Data supplied »

PR #5, opened 2017-01-14
[IMP] Add env var expansion for repo.yml

lasley:
* Expand environment variables in repo.yml before use

My use case being a dynamic odoo version, which interestingly enough could also work for module branches too.

### DIFF
--- a/build.d/20-repos-aggregate
+++ b/build.d/20-repos-aggregate
@@ -11,8 +11,9 @@ conf=/opt/odoo/custom/src/repos.yaml
 if [ -f $conf ]; then
     log INFO Aggregating repositories from $conf
     cd $(dirname $conf)
-    echo "$(cat $conf | envsubst)" > $conf
-    gitaggregate -c $conf
+    envsubst < $conf > /tmp/repos.yaml
+    gitaggregate -c /tmp/repos.yaml
+    rm /tmp/repos.yaml
 else
     log ERROR Cannot aggregate repositories: $conf not found
     exit 1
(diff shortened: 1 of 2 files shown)


build.d/20-repos-aggregate
```diff
@@ -11,6 +11,7 @@ conf=/opt/odoo/custom/src/repos.yaml
 if [ -f $conf ]; then
     log INFO Aggregating repositories from $conf
     cd $(dirname $conf)
+    echo $(eval echo $(cat $conf)) > $conf
```
Yajo: Better use envsubst, like with conf files.

lasley:
> Don't you think PR for gitaggregator would be better?

Env vars seem a bit more on the side of the system configuration vs. a CLI tool IMO, but I could be wrong. TBH this is the first I've heard of the tool, so I'm not sure of a use case outside of this one. If you think I should submit that way though, I don't have any problems with it.

TIL with envsubst - not sure how I've gone this long in life without needing it! Updated.

Yajo:
I added a little fix, but there's still a problem: this would break [the scaffolding's setup-devel step](https://github.com/Tecnativa/docker-odoo-base#development).

We could either support this also in [tecnativa/git-aggregator](https://hub.docker.com/r/tecnativa/git-aggregator) or you could propose this PR to [upstream](https://github.com/acsone/git-aggregator).

lasley:
Hrmmm alright so out of the choice of git-aggregator Docker container vs. library, library is probably best. Seems like the feature would get buried. PR in https://github.com/acsone/git-aggregator/pull/8

Yajo:
Nice, I merged acsone/git-aggregator#8 in our fork's master branch, so you have it in https://hub.docker.com/r/tecnativa/odoo-base/~/settings/automated-builds/

lasley:
Hooray thanks @Yajo! This feature should help me quite a bit 😄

About this exercise » Return all of the entries exactly as they were supplied.

Result of the task »
PR #5, opened 2017-01-14
[IMP] Add env var expansion for repo.yml

lasley:
* Expand environment variables in repo.yml before use

My use case being a dynamic odoo version, which interestingly enough could also work for module branches too.

### DIFF
--- a/build.d/20-repos-aggregate
+++ b/build.d/20-repos-aggregate
@@ -11,8 +11,9 @@ conf=/opt/odoo/custom/src/repos.yaml
 if [ -f $conf ]; then
     log INFO Aggregating repositories from $conf
     cd $(dirname $conf)
-    echo "$(cat $conf | envsubst)" > $conf
-    gitaggregate -c $conf
+    envsubst < $conf > /tmp/repos.yaml
+    gitaggregate -c /tmp/repos.yaml
+    rm /tmp/repos.yaml
 else
     log ERROR Cannot aggregate repositories: $conf not found
     exit 1
(diff shortened: 1 of 2 files shown)


build.d/20-repos-aggregate
```diff
@@ -11,6 +11,7 @@ conf=/opt/odoo/custom/src/repos.yaml
 if [ -f $conf ]; then
     log INFO Aggregating repositories from $conf
     cd $(dirname $conf)
+    echo $(eval echo $(cat $conf)) > $conf
```
Yajo: Better use envsubst, like with conf files.

lasley:
> Don't you think PR for gitaggregator would be better?

Env vars seem a bit more on the side of the system configuration vs. a CLI tool IMO, but I could be wrong. TBH this is the first I've heard of the tool, so I'm not sure of a use case outside of this one. If you think I should submit that way though, I don't have any problems with it.

TIL with envsubst - not sure how I've gone this long in life without needing it! Updated.

Yajo:
I added a little fix, but there's still a problem: this would break [the scaffolding's setup-devel step](https://github.com/Tecnativa/docker-odoo-base#development).

We could either support this also in [tecnativa/git-aggregator](https://hub.docker.com/r/tecnativa/git-aggregator) or you could propose this PR to [upstream](https://github.com/acsone/git-aggregator).

lasley:
Hrmmm alright so out of the choice of git-aggregator Docker container vs. library, library is probably best. Seems like the feature would get buried. PR in https://github.com/acsone/git-aggregator/pull/8

Yajo:
Nice, I merged acsone/git-aggregator#8 in our fork's master branch, so you have it in https://hub.docker.com/r/tecnativa/odoo-base/~/settings/automated-builds/

lasley:
Hooray thanks @Yajo! This feature should help me quite a bit 😄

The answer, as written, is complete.